*Task directions*:
Leave every entry as it is and write the data out in full.

*Supplied records*:
PR #1951, opened 2020-01-27
Rename all singular CompilationUnit references to singular

louistsaitszho:
From #1947: rename almost all references of `CompilationUnit` to singular.

### DIFF
--- a/apollo-gradle-plugin/src/main/kotlin/com/apollographql/apollo/gradle/api/ApolloExtension.kt
+++ b/apollo-gradle-plugin/src/main/kotlin/com/apollographql/apollo/gradle/api/ApolloExtension.kt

*Expected output*:
PR #1951, opened 2020-01-27
Rename all singular CompilationUnit references to singular

louistsaitszho:
From #1947: rename almost all references of `CompilationUnit` to singular.

### DIFF
--- a/apollo-gradle-plugin/src/main/kotlin/com/apollographql/apollo/gradle/api/ApolloExtension.kt
+++ b/apollo-gradle-plugin/src/main/kotlin/com/apollographql/apollo/gradle/api/ApolloExtension.kt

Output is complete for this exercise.